» Exercise description
For the listing below, show each line that includes the string "class".

_____

PR #2758, opened 2016-02-08
add s3 backend configuration settings

zubair-arbi:
ECOM-3605
@awais786 @ahsan-ul-haq @tasawernawaz 
- Add credentials S3 backend configuration settings with the name `CREDENTIALS_S3_BACKEND`

Related credentials service settings: https://github.com/edx/credentials/pull/54


zubair-arbi:
@maxrothman please review

playbooks/roles/credentials/defaults/main.yml
```diff
@@ -83,6 +83,20 @@ CREDENTIALS_USER_API_URL: 'https://127.0.0.1:8000/api/user/v1/'
...
+#To use AWS S3 as your backend, you need different kwargs:
+# CREDENTIALS_S3_BACKEND:
+#   class: storages.backends.s3boto.S3BotoStorage
+#   options:
+#     bucket: mybucket
+#     custom_domain: mybucket.s3.amazonaws.com
+#     access_key: XXXAWS_ACCESS_KEYXXX
+#     secret_key: XXXAWS_SECRETY_KEYXXX
+#     querystring_auth: false
+#     querystring_expire: false
```
maxrothman: You're gonna need another option to set CORS headers

playbooks/roles/credentials/defaults/main.yml
```diff
@@ -83,6 +83,20 @@ CREDENTIALS_USER_API_URL: 'https://127.0.0.1:8000/api/user/v1/'
...
+
+# 'access_key' and 'secret_key' are unneccessary if you use IAM roles
+CREDENTIALS_S3_BACKEND: ''
```
maxrothman: Is there really no configuration necessary to use the file storage backend? I thought you'd at least need `class: storages.backends.FileStorage` or something.

Also, if you're making no assumptions about using S3, this variable should not have S3 in the name.

playbooks/roles/credentials/defaults/main.yml
```diff
@@ -103,9 +117,12 @@ CREDENTIALS_SERVICE_CONFIG:
 
   PLATFORM_NAME: '{{ CREDENTIALS_PLATFORM_NAME }}'
 
-  AWS_STORAGE_BUCKET_NAME: ''
-  AWS_ACCESS_KEY_ID: ''
-  AWS_SECRET_ACCESS_KEY: ''
+  AWS_STORAGE_BUCKET_NAME: '{{ CREDENTIALS_S3_BACKEND.bucket }}'
```
maxrothman: You have this backwards. You should pass `CREDENTIALS_STORAGE_BACKEND` into `CREDENTIALS_SERVICE_CONFIG`. I should be able to change all details of the storage backend from configuration.

playbooks/roles/credentials/defaults/main.yml
zubair-arbi: @maxrothman can you please link to any existing example?

zubair-arbi:
@maxrothman please review

playbooks/roles/credentials/defaults/main.yml
```diff
@@ -83,6 +83,32 @@ CREDENTIALS_USER_API_URL: 'https://127.0.0.1:8000/api/user/v1/'
...
+#     access_key: XXXAWS_ACCESS_KEYXXX
+#     secret_key: XXXAWS_SECRETY_KEYXXX
+#     querystring_auth: False
+#     querystring_expire: False
+#     headers:
+#       Cache-Control: max-age-{{ CREDENTIALS_CACHE_MAX_AGE }}
+
+# 'access_key' and 'secret_key' are unneccessary if you use IAM roles
+CREDENTIALS_STORAGE_BACKEND:
+  class: storages.backends.s3boto.S3BotoStorage
```
maxrothman: The default storage should be on-disk files. You can do the S3 one as an example in a comment, like there is above. You also haven't set the CORS headers you need. Did you intend to add the cache-control header, or was that from copy/paste?

playbooks/roles/credentials/defaults/main.yml
```diff
@@ -103,9 +129,15 @@ CREDENTIALS_SERVICE_CONFIG:
 
   PLATFORM_NAME: '{{ CREDENTIALS_PLATFORM_NAME }}'
 
-  AWS_STORAGE_BUCKET_NAME: ''
-  AWS_ACCESS_KEY_ID: ''
-  AWS_SECRET_ACCESS_KEY: ''
+  File_STORAGE_BACKEND: '{{ CREDENTIALS_STORAGE_BACKEND.class }}'
```
maxrothman: typo: `File` should be in all caps

Instead of pulling in all of the options by reference individually, simply have a single variable for the whole dict, e.g. `FILE_STORAGE_BACKEND: '{{ CREDENTIALS_STORAGE_BACKEND }}'`. It's also preferable if the names match, so either `CREDENTIALS_FILE_STORAGE_BACKEND` and `FILE_STORAGE_BACKEND` or `CREDENTIALS_STORAGE_BACKEND` and `STORAGE_BACKEND`.

playbooks/roles/credentials/defaults/main.yml
zubair-arbi: @maxrothman In django settings we will use this backend class only if there are valid values for storage backend. django will automatically use default file storage.
I am not sure about the `cache-control` header. I expect that the credentials `scss` and other static assets wont change much. Also there is no CORS headers settings for django storage and I think that CORS settings are added on AWS S3 bucket configuration.

playbooks/roles/credentials/defaults/main.yml
zubair-arbi: @maxrothman I have added these settings so that the `credentials.yml` can have same settings as described in [django-storages](https://django-storages.readthedocs.org/en/latest/backends/amazon-S3.html#settings).

playbooks/roles/credentials/defaults/main.yml
zubair-arbi: @maxrothman please refer the production settings here: https://github.com/edx/credentials/pull/54

zubair-arbi:
@maxrothman please review

zubair-arbi:
@maxrothman please review

zubair-arbi:
@e0d It would be great if you can also review these changes.

playbooks/roles/credentials/defaults/main.yml
maxrothman: Right, I'm asking you to also change the way these are ingested by the django settings so that you basically just instantiate the storage object from these settings. No intelligence, no defaults, just do what the settings say.

RE headers: In S3 all headers are set per-object, not per-bucket. If you want a header to be served for all objects, you need to tell each object to serve it. My understanding is that anything you put in `headers` will be served, so there's nothing special about the cache-control one here. You could put your CORS ones in and they'd work fine, assuming you've wired it up correctly in django settings.

playbooks/roles/credentials/defaults/main.yml
```diff
@@ -103,9 +133,15 @@ CREDENTIALS_SERVICE_CONFIG:
...
-  AWS_SECRET_ACCESS_KEY: ''
+  FILE_STORAGE_BACKEND: '{{ CREDENTIALS_STORAGE_BACKEND.class }}'
+
+  AWS_STORAGE_BUCKET_NAME: '{{ CREDENTIALS_STORAGE_BACKEND.options.bucket }}'
+  AWS_CUSTOM_DOMAIN: '{{ CREDENTIALS_STORAGE_BACKEND.options.custom_domain }}'
+  AWS_ACCESS_KEY_ID: '{{ CREDENTIALS_STORAGE_BACKEND.options.access_key }}'
+  AWS_SECRET_ACCESS_KEY: '{{ CREDENTIALS_STORAGE_BACKEND.options.secret_key }}'
+  AWS_QUERYSTRING_AUTH: '{{ CREDENTIALS_STORAGE_BACKEND.options.querystring_auth }}'
+  AWS_QUERYSTRING_EXPIRE: '{{ CREDENTIALS_STORAGE_BACKEND.options.querystring_expire }}'
+  AWS_HEADERS: '{{ CREDENTIALS_STORAGE_BACKEND.options.headers }}'
```
maxrothman: As before, do not disassemble the dictionary here. Simply do `STORAGE_BACKEND: '{{ CREDENTIALS_STORAGE_BACKEND }}'` and make the appropriate changes in django settings to make that work.

playbooks/roles/credentials/defaults/main.yml
zubair-arbi: @rlucioni can you please give some example for making CORS work with the credentials django settings?

playbooks/roles/credentials/defaults/main.yml
```diff
@@ -94,7 +123,8 @@ CREDENTIALS_SERVICE_CONFIG:
   SOCIAL_AUTH_EDX_OIDC_URL_ROOT: '{{ CREDENTIALS_OAUTH_URL_ROOT }}/oauth2'
   SOCIAL_AUTH_REDIRECT_IS_HTTPS: '{{ CREDENTIALS_SOCIAL_AUTH_REDIRECT_IS_HTTPS }}'
 
-  STATIC_ROOT: "{{ COMMON_DATA_DIR }}/{{ credentials_service_name }}/staticfiles"
+  MEDIA_ROOT: "{{ CREDENTIALS_DATA_DIR }}/media"
```
zubair-arbi: @cpennington we were getting exception for uploading signatory image with django default file storage.

``` bash
Feb  9 11:17:02 ip-192-168-0-96 [service_variant=credentials][django.request][env:no_env] ERROR [tasawer-credential  27747] [base.py:256] - Internal Server Error: /admin/credentials/signatory/1/
  File "/edx/app/credentials/venvs/credentials/local/lib/python2.7/site-packages/django/core/handlers/base.py", line 132, in get_response
    response = wrapped_callback(request, callback_args, *callback_kwargs)
  File "/edx/app/credentials/venvs/credentials/local/lib/python2.7/site-packages/django/utils/decorators.py", line 145, in inner
    return func(*args, **kwargs)
  File "/edx/app/credentials/venvs/credentials/local/lib/python2.7/site-packages/django/contrib/admin/options.py", line 618, in wrapper
    return self.admin_site.admin_view(view)(*args, **kwargs)
  File "/edx/app/credentials/venvs/credentials/local/lib/python2.7/site-packages/django/utils/decorators.py", line 110, in _wrapped_view
    response = view_func(request, args, *kwargs)
  File "/edx/app/credentials/venvs/credentials/local/lib/python2.7/site-packages/django/views/decorators/cache.py", line 57, in _wrapped_view_func
    response = view_func(request, args, *kwargs)
  File "/edx/app/credentials/venvs/credentials/local/lib/python2.7/site-packages/django/contrib/admin/sites.py", line 233, in inner
    return view(request, args, *kwargs)
  File "/edx/app/credentials/venvs/credentials/local/lib/python2.7/site-packages/django/contrib/admin/options.py", line 1521, in change_view
    return self.changeform_view(request, object_id, form_url, extra_context)
  File "/edx/app/credentials/venvs/credentials/local/lib/python2.7/site-packages/django/utils/decorators.py", line 34, in _wrapper
    return bound_func(*args, **kwargs)
  File "/edx/app/credentials/venvs/credentials/local/lib/python2.7/site-packages/django/utils/decorators.py", line 110, in _wrapped_view
    response = view_func(request, args, *kwargs)
  File "/edx/app/credentials/venvs/credentials/local/lib/python2.7/site-packages/django/utils/decorators.py", line 30, in bound_func
    return func.__get__(self, type(self))(*args2, **kwargs2)
  File "/edx/app/credentials/venvs/credentials/local/lib/python2.7/site-packages/django/utils/decorators.py", line 145, in inner
    return func(*args, **kwargs)
  File "/edx/app/credentials/venvs/credentials/local/lib/python2.7/site-packages/django/contrib/admin/options.py", line 1469, in changeform_view
    self.save_model(request, new_object, form, not add)
  File "/edx/app/credentials/venvs/credentials/local/lib/python2.7/site-packages/django/contrib/admin/options.py", line 1080, in save_model
    obj.save()
  File "/edx/app/credentials/credentials/credentials/apps/credentials/models.py", line 123, in save
    super(Signatory, self).save(force_update=True)
  File "/edx/app/credentials/venvs/credentials/local/lib/python2.7/site-packages/django/db/models/base.py", line 734, in save
    force_update=force_update, update_fields=update_fields)
  File "/edx/app/credentials/venvs/credentials/local/lib/python2.7/site-packages/django/db/models/base.py", line 762, in save_base
    updated = self._save_table(raw, cls, force_insert, force_update, using, update_fields)
  File "/edx/app/credentials/venvs/credentials/local/lib/python2.7/site-packages/django/db/models/base.py", line 824, in _save_table
    for f in non_pks]
  File "/edx/app/credentials/venvs/credentials/local/lib/python2.7/site-packages/django/db/models/fields/files.py", line 314, in pre_save
    file.save(file.name, file, save=False)
  File "/edx/app/credentials/venvs/credentials/local/lib/python2.7/site-packages/django/db/models/fields/files.py", line 93, in save
    self.name = self.storage.save(name, content, max_length=self.field.max_length)
  File "/edx/app/credentials/venvs/credentials/local/lib/python2.7/site-packages/django/core/files/storage.py", line 63, in save
    name = self._save(name, content)
  File "/edx/app/credentials/venvs/credentials/local/lib/python2.7/site-packages/django/core/files/storage.py", line 222, in _save
    os.makedirs(directory)
  File "/edx/app/credentials/venvs/credentials/lib/python2.7/os.py", line 157, in makedirs
    mkdir(name, mode)
OSError: [Errno 13] Permission denied: '/edx/app/credentials/credentials/credentials/media/signatories/1'
```

My question is that does the credentials role will get permission to upload on `/edx/var/credentials/` and create directories in it?

playbooks/roles/credentials/defaults/main.yml
rlucioni: @zubair-arbi Programs uses https://github.com/ottoyiu/django-cors-headers/ to attach CORS headers to responses. Base settings are [here](https://github.com/edx/programs/blob/master/programs/settings/base.py#L261-L280).

playbooks/roles/credentials/defaults/main.yml
zubair-arbi: @maxrothman any reason for not doing this? This way its easy to override the settings by editing `/edx/etc/credentials.yml`.
@cpennington your thoughts on this?

zubair-arbi: @rlucioni can you please also give your input here?

playbooks/roles/credentials/defaults/main.yml
cpennington: https://github.com/edx/configuration/blob/master/playbooks/roles/edx_service/tasks/main.yml#L82-L94 should be creating `/edx/var/credentials` and giving the service user permissions to write to it. However, your error message states that it's trying to upload to `edx/app/credentials`, which is the wrong place.

playbooks/roles/credentials/defaults/main.yml
cpennington: @maxrothman is correct. By specifying all of the details for the storage backend, it means that we have complete control when it comes to changing the configuration in production w/o needing a code change.

@maxrothman @e0d: This is another place, however, where allowing developers to look at non-secret edx.org-specific configuration would be a) very useful and b) likely take some work off your back.

playbooks/roles/credentials/defaults/main.yml
zubair-arbi: Ok. So If I change the MEDIA_ROOT = '/edx/var/credentials/media/' it should be all well, right?

cpennington: Looks like it, yes.

zubair-arbi:
@maxrothman I have updated the PR, please review

maxrothman:
@zubair-arbi That looks better, except you're making the S3 storage default. Instead, leave a comment on how to set up S3 storage above a config dict for file storage.

zubair-arbi:
@maxrothman I have removed the default storage value so that django's default file storage can be used. Please review

playbooks/roles/credentials/defaults/main.yml
zubair-arbi: @cpennington I have tested on my new sandbox with setting `MEDIA_ROOT = '/edx/var/credentials/media/'` and I am still getting exception:

``` python
OSError: [Errno 13] Permission denied: '/edx/var/credentials/media'
```

I checked the `credentials` dir there is no folder with name `media`:

``` bash
credentials@newcert:~/credentials$ ls -al /edx/var/credentials/
total 12
drwxr-xr-x  3 credentials www-data    4096 Feb  8 19:17 .
drwxr-xr-x 19 root        root        4096 Feb  8 19:18 ..
drwxr-xr-x 10 credentials credentials 4096 Feb 10 10:26 staticfiles
```

cpennington: You'll need to add something to `credentials/tasks/default.yml` (in the edx/configuration repo) for creating that folder.

playbooks/roles/credentials/tasks/main.yml
```diff
@@ -119,6 +119,17 @@
     - migrate
     - migrate:db
 
+# var should have more permissive permissions than the rest
+- name: create credentials var dirs
```
zubair-arbi, line 123: @cpennington I have added this task and created a new sandbox with it and it seems to work well for uploading files.

``` yml
MEDIA_URL: /media/
MEDIA_ROOT: /edx/var/credentials/media
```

_____

» Response to this task
+#   class: storages.backends.s3boto.S3BotoStorage
maxrothman: Is there really no configuration necessary to use the file storage backend? I thought you'd at least need `class: storages.backends.FileStorage` or something.
+  class: storages.backends.s3boto.S3BotoStorage
+  File_STORAGE_BACKEND: '{{ CREDENTIALS_STORAGE_BACKEND.class }}'
zubair-arbi: @maxrothman In django settings we will use this backend class only if there are valid values for storage backend. django will automatically use default file storage.
+  FILE_STORAGE_BACKEND: '{{ CREDENTIALS_STORAGE_BACKEND.class }}'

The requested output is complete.